Почти все они потом были привлечены по делу петербургской "группы народовольцев", изобличенные в занятиях с рабочими кружками. Петербургские знакомства были крупным событием в моей жизни. Прежде всего я в первый раз благодаря им попал в большой кружок, составленный из сливок петербургского студенчества того времени; затем, я впервые увидел свеже отпечатанные прокламации действующей революционной организации.

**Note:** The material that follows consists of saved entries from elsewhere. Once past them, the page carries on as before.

PR #1727, opened 2018-09-20
ci: Disable f28-rpmostree for now

jlebon:
It started failing with:

```
ERROR: tests/check/test-ucontainer.sh - too few tests run (expected 2, got 0)
tap-driver.sh: internal error getting exit status
tap-driver.sh: fatal: I/O or internal error
make[4]: *** [Makefile:4353: tests/check/test-ucontainer.sh.log] Error 1
make[4]: *** Waiting for unfinished jobs....
```

And the artifacts are not being saved for some reason:

```
+ cleanup
+ mv test-suite.log /var/tmp/checkout
mv: cannot stat 'test-suite.log': No such file or directory
+ true
+ mv vmcheck /var/tmp/checkout
mv: cannot stat 'vmcheck': No such file or directory
+ true
```

Let's just disable this for now so that some other pending patches can
go in while we investigate.

### DIFF
--- a/.papr.yml
+++ b/.papr.yml
@@ -162,7 +162,8 @@ branches:
     - try
 
 context: f28-rpmostree
-required: true
+# XXX: some issues currently failing that need investigating.
+required: false
 
 cluster:
   hosts:


jlebon:
bot, retest this please

cgwalters:
@rh-atomic-bot r+ 508bc36

Issue #1731, opened 2018-09-21
Include hostname that failed when propagating CURLE_COULDNT_CONNECT


jlebon:
The error is not super helpful otherwise:

```
$ journalctl -b --no-hostname -p err --no-pager
Sep 21 15:53:46 rpm-ostree[1953]: Txn AutomaticUpdateTrigger on /org/projectatomic/rpmostree1/fedora_workstation failed: [7] Couldn't connect to server
Sep 21 15:54:14 rpm-ostree[1953]: Txn AutomaticUpdateTrigger on /org/projectatomic/rpmostree1/fedora_workstation failed: [7] Couldn't connect to server
```

Ref: https://bugzilla.redhat.com/show_bug.cgi?id=1631790

PR #1732, opened 2018-09-21
lib/fetcher-curl: Prefix fatal errors with full URL 

jlebon:
Just include the whole URL that failed if libcurl failed with something
elementary like `CURLE_COULDNT_CONNECT` or `CURLE_COULDNT_RESOLVE_HOST`.

Closes: #1731


cgwalters:
@rh-atomic-bot r+ 5a020d0

PR #1733, opened 2018-09-21
create-usb: Always use archive mode

mwleeds:
Change the create-usb command so that it always creates the destination
repository using the "archive" mode, rather than using archive mode when
xattrs aren't supported and bare-user otherwise. This has a few
advantages:

1. The archive mode works with FAT filesystems, which is what most
USB drives are, and which doesn't support xattrs.

2. At least in some quick testing I did, archive mode is about
twice as performant as bare-user mode, in terms of how long it takes for
the create-usb command to complete.

3. This ensures that a tool can safely change the permissions on
".ostree/repo" and subdirectories after create-usb completes, which is
important for Endless since otherwise you can't use `ostree create-usb`
as root and then `flatpak create-usb` as a non-root user on the same USB
drive (or in other words copy OS updates and apps to the same USB).

### DIFF
--- a/src/ostree/ot-builtin-create-usb.c
+++ b/src/ostree/ot-builtin-create-usb.c
@@ -102,21 +102,17 @@ ostree_builtin_create_usb (int            argc,
 
   /* Open the destination repository on the USB stick or create it if it doesn’t exist.
    * Check it’s below @mount_root_path, and that it’s not the same as the source
-   * repository.
-   *
-   * If the destination file system supports xattrs (for example, ext4), we use
-   * a BARE_USER repository; if it doesn’t (for example, FAT), we use ARCHIVE.
-   * In either case, we want a lossless repository. */
+   * repository. */
   const char *dest_repo_path = (opt_destination_repo != NULL) ? opt_destination_repo : ".ostree/repo";
 
   if (!glnx_shutil_mkdir_p_at (mount_root_dfd, dest_repo_path, 0755, cancellable, error))
     return FALSE;
 
-  OstreeRepoMode mode = OSTREE_REPO_MODE_BARE_USER;
-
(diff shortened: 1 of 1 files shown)


mwleeds:
This does the same as https://github.com/flatpak/flatpak/pull/2124 but for ostree

cgwalters:
For flatpak content, it should be possible to use `BARE_USER_ONLY`.  But that won't work if the USB contains operating system content with xattrs.

>  Is that because archive files are smaller and writing to USB is slow?

If one is syncing from a repo that's already archive, then we don't recompress, just `copy_file_range()` - could be that?

ramcq:
> For flatpak content, it should be possible to use `BARE_USER_ONLY`. But that won't work if the USB contains operating system content with xattrs.
> 
> > Is that because archive files are smaller and writing to USB is slow?
> 
> If one is syncing from a repo that's already archive, then we don't recompress, just `copy_file_range()` - could be that?

I think it's likely to just be CPU compression is cheaper than writing to flash memory. We're exporting from our OS (bare) repo which is what we use for Flatpak too. So we need flat permissions and no xattrs for maximum compatibility, and need to share the stick between the OS updater and app exports - I think that means archive is our only option anyway.

mwleeds:
> If one is syncing from a repo that's already archive, then we don't recompress, just `copy_file_range()` - could be that?

But things are still fsync'd before the command completes right? We're not calling `ostree_repo_set_disable_fsync` anywhere, so that should be the case, but otherwise my performance testing counts for nothing and `gnome-software` is sort of misleading people by showing the copy as finished when `create-usb` finishes.

mwleeds:
oh yeah, `create-usb` has a `--disable-fsync` option

cgwalters:
@rh-atomic-bot r+ 9e82dee

PR #1735, opened 2018-09-24
create-usb: Add a --commit option

mwleeds:
Currently on Endless OS, the OSTree ref for the operating system is
something like os/eos/amd64/eos3, so that's what gets passed to `ostree
create-usb` when copying the OS to a USB drive (for offline updates).
However, when eos-updater checks for updates it pulls the metadata for a
candidate commit and in so doing updates that eos3 ref to point to the
partial commit being examined as a potential update rather than the
deployed commit. This causes `ostree create-usb` to fail with an error
like "No such metadata object
7fb045cb2d1f1f3a81bfc157c6128ff443eb56350315b9536bdb56aee0659863.dirtree".

OSTree creates deployment refs that look like "ostree/1/1/0" to maintain
a pointer to the deployed commit, but create-usb can't use these because
it shows up in the summary as just a ref, not a collection-ref.

So this commit adds a --commit option to the create-usb command, so we
can use the appropriate ref but copy the deployed commit rather than a
(potentially partial) update commit.

### DIFF
--- a/man/ostree-create-usb.xml
+++ b/man/ostree-create-usb.xml
@@ -112,6 +112,15 @@ Boston, MA 02111-1307, USA.
                 </para></listitem>
             </varlistentry>
 
+            <varlistentry>
+                <term><option>--commit</option>=COMMIT</term>
+
+                <listitem><para>
+                  Pull COMMIT instead of whatever REF points to. This can only
+                  be used if a single ref is specified.
+                </para></listitem>
+            </varlistentry>
+
         </variablelist>
     </refsect1>
 
--- a/src/ostree/ot-builtin-create-usb.c
+++ b/src/ostree/ot-builtin-create-usb.c
@@ -33,11 +33,13 @@
 
 static gboolean opt_disable_fsync = FALSE;
 static char *opt_destination_repo = NULL;
+static char *opt_commit = NULL;
 
 static GOptionEntry options[] =
   {
     { "disable-fsync", 0, 0, G_OPTION_ARG_NONE, &opt_disable_fsync, "Do not invoke fsync()", NULL },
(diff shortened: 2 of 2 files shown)


mwleeds:
You can always run `create-usb` more than once, so it doesn't seem like much of a limitation to only have `--commit` work with one ref.

cgwalters:
The other option would be for `create-usb` to automatically skip trying to copy partial commits.

cgwalters:
@rh-atomic-bot r+ 7b6fe75

pwithnall:
@rh-atomic-bot retry

mwleeds:
> Would it be worth adding a sanity check that the given commit has a ref binding for the specified ref? Otherwise you could provide two completely unrelated commits/refs and the problem would only be detected when another computer tried to pull from the USB stick and its ref binding checks failed.

This is already the behavior:
```
endless@endless:~$ ostree log eos:ostree-metadata
commit 4ef67468d3a8adef4034acc893998837cd9cf519503660e5d6c21e6e8d60eec4
ContentChecksum:  978b7746df27a18398d9099592a905091a496bf53f9158c1f350d1d410424f66
Date:  2018-09-10 16:32:28 +0000
(no subject)

<< History beyond this commit not fetched >>
endless@endless:~$ sudo ostree create-usb --commit=4ef67468d3a8adef4034acc893998837cd9cf519503660e5d6c21e6e8d60eec4 /run/media/endless/1a9b4cb2-a7ef-4d9b-91a5-6eaf8fdd2bf6/ com.endlessm.Os os/eos/amd64/eos3a

error: Commit 4ef67468d3a8adef4034acc893998837cd9cf519503660e5d6c21e6e8d60eec4: Commit has no requested ref ‘os/eos/amd64/eos3a’ in ref binding metadata (‘ostree-metadata’)
```

Issue #1734, opened 2018-09-24
ostree xattr error when `pull-local` destination is archive repo on filesystem without xattrs


dustymabe:
```
ostree-2018.8.7-e4e6d85ea4e778c61b8f9a0301153dd0ee00b9b6.5bb0359caf4facc535ee3ee8b5ec7c552637c28d.fc28.x86_64
```

- If I pull local from bare-user (local ext2) to archive repo (local ext2) things work.
- If I pull local from archive (local ext2) to archive repo (local/netfs 9pfs/virtfs or smb) things work.
- If I pull local from bare-user (local ext2) to archive repo (local/netfs 9pfs/virtfs or smb) things don't.

I get an error like:

```
bash-4.4# ostree pull-local --repo=/hostsrv/repo/ /srv/repo-build/ fedora/29/x86_64/coreos
error: Importing b7e0a2c196fc139fcf8c2cc2bcc69581ce3ddb6f5d3978de0fced04a5536906f.commit: fsetxattr: Operation not supported
```

mwleeds:
Whatever the explanation for this is, it's probably also the explanation for https://github.com/flatpak/flatpak/issues/2019

cgwalters:
> Whatever the explanation for this is, it's probably also the explanation for flatpak/flatpak#2019

Yeah, probably hitting there because Matthias is using a SELinux-enabled system which has `security.selinux` xattrs on even metadata objects.

PR #1736, opened 2018-09-25
lib/commit: Don't copy xattrs for metadata objects

cgwalters:
Copying the xattrs on metadata objects is wrong in general, we
don't "own" them.  Notably this would fail in the situation of
doing a pull from e.g. a `bare-user` source to a destination
that was on a different mount point (so we couldn't hardlink),
and the source had e.g. a `security.selinux` attribute.

Closes: #1734


jlebon:
@rh-atomic-bot r+ be81d3f

PR #1739, opened 2018-09-28
lib/repo: Validate lock-timeout-secs config

mwleeds:
Now that we're correctly reading negative values for the
"lock-timeout-secs" config key, throw an error if it's not within the
range of values that have semantic meaning. This mirrors the behavior
when other config keys have invalid values.

### DIFF
--- a/src/libostree/ostree-repo.c
+++ b/src/libostree/ostree-repo.c
@@ -2833,6 +2833,8 @@ reload_core_config (OstreeRepo          *self,
           return FALSE;
 
         self->lock_timeout_seconds = g_ascii_strtoll (lock_timeout_seconds, NULL, 10);
+        if (self->lock_timeout_seconds < REPO_LOCK_DISABLED);
+          return glnx_throw (error, "Invalid lock-timeout-secs '%s'", lock_timeout_seconds);
       }
   }
 


dbnicholson:
I like this better than relying on an assert since that's a programmer error, not a user error. Actually, there are a bunch of potential errors not caught here that were in my original implementation in https://github.com/ostreedev/ostree/pull/1292/commits/532199858ce283a7e8528a1f2affc7c8069a43fc. See also @pwithnall's review in https://github.com/ostreedev/ostree/pull/1292/commits/532199858ce283a7e8528a1f2affc7c8069a43fc#r147145444.

mwleeds:
That link didn't work for me but I think I found what you're referring to here: https://github.com/ostreedev/ostree/pull/1292#discussion_r147145444

cgwalters:

pwithnall:
Note: You could also potentially use `g_ascii_string_to_[un]signed()` rather than `g_strto[u]ll()`, if you depend on a new enough GLib version (I haven’ŧ checked).

mwleeds:
Oops, didn't intend for y'all to spend time reviewing that last commit. I was pushing it to get it from one computer to another. But yeah, I'll follow-up and fix it.

PR #1740, opened 2018-09-28
boot: Add ostree-finalize-staged.path

jlebon:
Rather than manually starting the `ostree-finalize-staged.service` unit,
we can leverage systemd's path units for this. It fits quite nicely too,
given that we already have a path we drop iif we have a staged
deployment.

---

I started on this thinking we somehow didn't have to change presets. But of course, we do still need a preset for *the path unit itself*. So anyway, just throwing this up here, since I do think overall that using a path unit is nicer, but this is now predicated on getting a preset added in distros (at least for rpm-ostree-based downstreams, we can just do like in #1482, for others... we'd need to mention it clearly in the release notes).

### DIFF
--- a/src/boot/ostree-finalize-staged.path
+++ b/src/boot/ostree-finalize-staged.path
@@ -1,0 +1,28 @@
+# Copyright (C) 2018 Red Hat, Inc.
+#
+# This library is free software; you can redistribute it and/or
+# modify it under the terms of the GNU Lesser General Public
+# License as published by the Free Software Foundation; either
+# version 2 of the License, or (at your option) any later version.
+#
+# This library is distributed in the hope that it will be useful,
+# but WITHOUT ANY WARRANTY; without even the implied warranty of
+# MERCHANTABILITY or FITNESS FOR A PARTICULAR PURPOSE.  See the GNU
+# Lesser General Public License for more details.
+#
+# You should have received a copy of the GNU Lesser General Public
+# License along with this library; if not, write to the
+# Free Software Foundation, Inc., 59 Temple Place - Suite 330,
+# Boston, MA 02111-1307, USA.
+
+# For some implementation discussion, see:
+# https://lists.freedesktop.org/archives/systemd-devel/2018-March/040557.html
+[Unit]
+Description=OSTree Monitor Staged Deployment
+Documentation=man:ostree(1)
+
+[Path]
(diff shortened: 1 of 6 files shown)


src/boot/ostree-finalize-staged.path
```diff
@@ -0,0 +1,25 @@
...
+# Boston, MA 02111-1307, USA.
+
+# For some implementation discussion, see:
+# https://lists.freedesktop.org/archives/systemd-devel/2018-March/040557.html
+[Unit]
+Description=OSTree Finalize Staged Deployment
+Documentation=man:ostree(1)
+
+[Path]
+PathExists=/run/ostree/staged-deployment
```
cgwalters: When is this condition evaluated though?  Is it only once at startup?

jlebon: It's monitored using inotify: https://www.freedesktop.org/software/systemd/man/systemd.path.html

It'd be nice if this also *deactivated* the service if we did e.g. `rpm-ostree cleanup -p`, but alas: systemd/systemd#3642

Though at least we'd gain that for free once/if that gets implemented.

cgwalters:
>  but this is now predicated on getting a preset added in distros

Right.  So we can do that now and then land this after the next release?

jlebon:
OK, I opened https://bugzilla.redhat.com/show_bug.cgi?id=1639372 and https://github.com/projectatomic/rpm-ostree/pull/1617.

jlebon:
OK, I've tested this in combination with projectatomic/rpm-ostree#1617. As the commit message mentions, I think we can get this in now for the upcoming release and then in the next release or the one after, drop that `systemctl start` path for good.

jlebon:
Requires: https://src.fedoraproject.org/rpms/ostree/pull-request/11

jlebon:
> error: Installed (but unpackaged) file(s) found:
>    /usr/lib/systemd/system/ostree-finalize-staged.path

Right, this'll be fixed by the dist-git PR, though `FAH28-insttests` is not currently marked as required.

jlebon:
bot, retest this please

cgwalters:
@rh-atomic-bot r+ cdda3a0

cgwalters:
@rh-atomic-bot r+

jlebon:
@rh-atomic-bot retry

Issue #1738, opened 2018-09-28
OstreeAsyncProcess leaks sources


matthiasclasen:
Seen in a valgrind log here: https://github.com/flatpak/flatpak/issues/1700

```
==30958== 79,232 (480 direct, 78,752 indirect) bytes in 5 blocks are definitely lost in loss record 2,790 of 2,806
==30958==    at 0x4C31B25: calloc (in /usr/lib/valgrind/vgpreload_memcheck-amd64-linux.so)
==30958==    by 0x64B7930: g_malloc0 (gmem.c:129)
==30958==    by 0x64AFBDD: g_source_new (gmain.c:915)
==30958==    by 0x64B3051: g_idle_source_new (gmain.c:5559)
==30958==    by 0x56DDBE8: ensure_callback_locked.part.1 (ostree-async-progress.c:244)
==30958==    by 0x56DE34D: ensure_callback_locked (ostree-async-progress.c:242)
==30958==    by 0x56DE34D: ostree_async_progress_set (ostree-async-progress.c:360)
==30958==    by 0x5700DB8: update_progress (ostree-repo-pull.c:276)
==30958==    by 0x64B2B72: g_timeout_dispatch (gmain.c:4649)
==30958==    by 0x64B20F4: g_main_dispatch (gmain.c:3176)
==30958==    by 0x64B20F4: g_main_context_dispatch (gmain.c:3829)
==30958==    by 0x64B24BF: g_main_context_iterate.isra.26 (gmain.c:3902)
==30958==    by 0x64B254B: g_main_context_iteration (gmain.c:3963)
==30958==    by 0x5706318: ostree_repo_pull_with_options (ostree-repo-pull.c:4121)
```

Looking at the code, ensure_callback_locked creates a new GSource, and sets self->idle_source, and then the idle_invoke_async_progress callback just ... sets the pointer to NULL. How is the source ever going to get destroyed ?

PR #1741, opened 2018-09-28
lib/progress: Fix leak of GSource

cgwalters:
Closes: https://github.com/ostreedev/ostree/issues/1738


jlebon:
@rh-atomic-bot r+ 4a42085

PR #1742, opened 2018-09-28
lib/mutable-tree: Port to new style

jlebon:
Some therapeutic style conversion to finish off the week. Pretty
straightforward overall.


cgwalters:
@rh-atomic-bot r+ a669202

PR #2940, opened 2023-07-18
autofree to g_autofree

ericcurtin:
Now that we link in glib into ostree-prepare-root, etc. We don't need this reimplementation of g_autofree.

### DIFF
--- a/src/switchroot/ostree-mount-util.h
+++ b/src/switchroot/ostree-mount-util.h
@@ -23,6 +23,7 @@
 
 #include <err.h>
 #include <fcntl.h>
+#include <glib.h>
 #include <stdbool.h>
 #include <stdint.h>
 #include <stdio.h>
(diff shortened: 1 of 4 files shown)


ericcurtin:
These are real build failures, must fix Debian build

ericcurtin:
So we don't link glib in the static-prepareroot build:

```
/usr/bin/ld: /tmp/ccDewzYu.o: in function `g_autoptr_cleanup_generic_gfree':
ostree-prepare-root-static.c:(.text+0x1f): undefined reference to `g_free'
collect2: error: ld returned 1 exit status
```

maybe this should just be closed...

cgwalters:
Right, we'd have to bifurcate/fork more between the `-static.c` path and the initramfs path.

At a practical level though, `g_malloc == malloc` *always* for us nowadays, so it's fine as is in the current code.

PR #2943, opened 2023-07-19
prepare-root: Drop code mounting `/proc`

cgwalters:
This must be done by the init process here; it was always dead code in the initramfs path.

We keep the copy of this code in the now-forked -static.c.


jmarrero (approved):
lgtm

PR #2944, opened 2023-07-19
prepare-root: Drop more dead code

cgwalters:
Most of this was used for the old composefs signature model.  We now reuse the core signature code and link to glib, so we don't need reimplementations of hex strings and reading files.


jmarrero (approved):
lgtm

Собрание студенческого кружка было где то на Васильевском острове. Реферат читал студент А. В. Федулов, на тему о философских основах социологического знания. Тема была знакомая: тогда как раз я усиленно "вгрызался" в две вещи: "Теорию науки и метафизику" Алоиза Риля и первый том "Капитала" Маркса. Референт обладал ясным, выразительным, образным, хотя и лишенным пафоса стилем, отчетливой формулировкой мыслей, чеканной фразировкой. Может быть по внутреннему складу это был более популяризатор и педагог, чем {63} полемист и дебатер, более лектор, чем оратор, во всяком случае, насколько я могу судить по таким давним воспоминаниям, это был чрезвычайно способный юноша. Мне нравилась его манера, простая, спокойная, не лишенная сквозившего сознания внутренней уверенности. Нравилась вдумчивость и уравновешенность. Нравилась джентльменская внимательность к возражениям, и хладнокровие в пылу спора.